PR #6060, opened 2024-01-17
Don't report sentry errors for metadata view times too long

bendk:
We're getting around 50-75 reports of these a day in Sentry for Fenix nightly and I don't think they're useful.

- [search for the Sentry errors](https://mozilla.sentry.io/discover/results/?field=title&field=release&field=environment&field=user.display&field=timestamp&name=places-unexpected-error%3A+Invalid+metadata+observation%3A+Observed+view+time+is+invalid+%28too+long%29&project=6295546&query=Observed+view+time+is+invalid+%28too+long%29&sort=-timestamp&statsPeriod=7d&yAxis=count%28%29)
- [the android-components code that I believe causes this](https://github.com/mozilla-mobile/firefox-android/blob/205ece4bf9234d24135ee780f886367d64b11735/fenix/app/src/main/java/org/mozilla/fenix/historymetadata/HistoryMetadataService.kt#L92-L121)

Maybe there's a bug in that code that we could fix (for example not reporting an observation if the `tab.id` key is missing), but I'm not sure it's worth it.  I also could see plenty of reasons for valid code to cause this, for example if the user's clock is adjusted.  I'm currently thinking that the best policy is to just ignore and clean up our sentry reports.

  - Note:

### DIFF
--- a/components/places/src/error.rs
+++ b/components/places/src/error.rs
@@ -268,6 +268,12 @@ impl GetErrorHandling for Error {
                     .report_error("places-unexpected-sync-error"),
                 }
             }
+            Error::InvalidMetadataObservation(InvalidMetadataObservation::ViewTimeTooLong) => {
+                ErrorHandling::convert(PlacesApiError::UnexpectedPlacesException {
+                    reason: self.to_string(),
+                })
+                .log_warning()
+            }
             _ => ErrorHandling::convert(PlacesApiError::UnexpectedPlacesException {
                 reason: self.to_string(),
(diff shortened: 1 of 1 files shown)


mhammond:
I believe that linked a-c code has a bug with the timestamps - eg, a device going to sleep and waking without having any focus changes might not trigger the "stop the counter" logic which exists. But yeah, I agree there's no value in recording this in sentry.

mhammond (approved):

——————

» **DESCRIPTION OF THE TASK**
A faithful copy of all the material is the required answer.

» **ANSWER BOX**
PR #6060, opened 2024-01-17
Don't report sentry errors for metadata view times too long

bendk:
We're getting around 50-75 reports of these a day in Sentry for Fenix nightly and I don't think they're useful.

- [search for the Sentry errors](https://mozilla.sentry.io/discover/results/?field=title&field=release&field=environment&field=user.display&field=timestamp&name=places-unexpected-error%3A+Invalid+metadata+observation%3A+Observed+view+time+is+invalid+%28too+long%29&project=6295546&query=Observed+view+time+is+invalid+%28too+long%29&sort=-timestamp&statsPeriod=7d&yAxis=count%28%29)
- [the android-components code that I believe causes this](https://github.com/mozilla-mobile/firefox-android/blob/205ece4bf9234d24135ee780f886367d64b11735/fenix/app/src/main/java/org/mozilla/fenix/historymetadata/HistoryMetadataService.kt#L92-L121)

Maybe there's a bug in that code that we could fix (for example not reporting an observation if the `tab.id` key is missing), but I'm not sure it's worth it.  I also could see plenty of reasons for valid code to cause this, for example if the user's clock is adjusted.  I'm currently thinking that the best policy is to just ignore and clean up our sentry reports.

  - Note:

### DIFF
--- a/components/places/src/error.rs
+++ b/components/places/src/error.rs
@@ -268,6 +268,12 @@ impl GetErrorHandling for Error {
                     .report_error("places-unexpected-sync-error"),
                 }
             }
+            Error::InvalidMetadataObservation(InvalidMetadataObservation::ViewTimeTooLong) => {
+                ErrorHandling::convert(PlacesApiError::UnexpectedPlacesException {
+                    reason: self.to_string(),
+                })
+                .log_warning()
+            }
             _ => ErrorHandling::convert(PlacesApiError::UnexpectedPlacesException {
                 reason: self.to_string(),
(diff shortened: 1 of 1 files shown)


mhammond:
I believe that linked a-c code has a bug with the timestamps - eg, a device going to sleep and waking without having any focus changes might not trigger the "stop the counter" logic which exists. But yeah, I agree there's no value in recording this in sentry.

mhammond (approved):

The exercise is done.